**Task:** Line for line, the listing below is to be transcribed exactly.

##########

PR #8028, opened 2025-08-14
mpl: adjust regression test to new IO Pads handling approach

AcKoucher:
IO Pad clusters don't depend on the data flow to exist since #6894.

### DIFF
--- a/src/mpl/test/io_pads1.ok
+++ b/src/mpl/test/io_pads1.ok
@@ -19,4 +19,5 @@ Die Area: (0.00, 0.00) (290.00, 125.00),  Floorplan Area: (0.00, 0.00) (149.91, 
 	Floorplan Utilization: 0.21
 	Manufacturing Grid: 10
 
+[WARNING MPL-0014] No Liberty data found for std cells. Continuing without dataflow.
 No differences found.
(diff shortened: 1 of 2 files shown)


src/mpl/test/io_pads1.ok
```diff
@@ -19,4 +19,5 @@ Die Area: (0.00, 0.00) (290.00, 125.00),  Floorplan Area: (0.00, 0.00) (149.91,
 	Floorplan Utilization: 0.21
 	Manufacturing Grid: 10
 
+[WARNING MPL-0014] No Liberty data found for std cells. Continuing without dataflow.
```
eder-matheus, line 22: Even with this warning message, the results are the same. Why running without dataflow didn't affect the final result?

maliberty: @AcKoucher was just telling me earlier that he found a major bug in data flow so possibly that's the cause?

AcKoucher: That's actually not the cause. The thing is that this test case literally does not depend on the dataflow. Before #6894, however, we would create the Cluster objects for Pads **from** the dataflow structure, as this is not done anymore, we don't need to include the libs in this test (and as there's no liberty data, there's no dataflow).

I.e., the result shouldn't change.

eder-matheus: Thanks for explaining!

AcKoucher: Np!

##########

**Answer for this exercise:**
PR #8028, opened 2025-08-14
mpl: adjust regression test to new IO Pads handling approach

AcKoucher:
IO Pad clusters don't depend on the data flow to exist since #6894.

### DIFF
--- a/src/mpl/test/io_pads1.ok
+++ b/src/mpl/test/io_pads1.ok
@@ -19,4 +19,5 @@ Die Area: (0.00, 0.00) (290.00, 125.00),  Floorplan Area: (0.00, 0.00) (149.91, 
 	Floorplan Utilization: 0.21
 	Manufacturing Grid: 10
 
+[WARNING MPL-0014] No Liberty data found for std cells. Continuing without dataflow.
 No differences found.
(diff shortened: 1 of 2 files shown)


src/mpl/test/io_pads1.ok
```diff
@@ -19,4 +19,5 @@ Die Area: (0.00, 0.00) (290.00, 125.00),  Floorplan Area: (0.00, 0.00) (149.91,
 	Floorplan Utilization: 0.21
 	Manufacturing Grid: 10
 
+[WARNING MPL-0014] No Liberty data found for std cells. Continuing without dataflow.
```
eder-matheus, line 22: Even with this warning message, the results are the same. Why running without dataflow didn't affect the final result?

maliberty: @AcKoucher was just telling me earlier that he found a major bug in data flow so possibly that's the cause?

AcKoucher: That's actually not the cause. The thing is that this test case literally does not depend on the dataflow. Before #6894, however, we would create the Cluster objects for Pads **from** the dataflow structure, as this is not done anymore, we don't need to include the libs in this test (and as there's no liberty data, there's no dataflow).

I.e., the result shouldn't change.

eder-matheus: Thanks for explaining!

AcKoucher: Np!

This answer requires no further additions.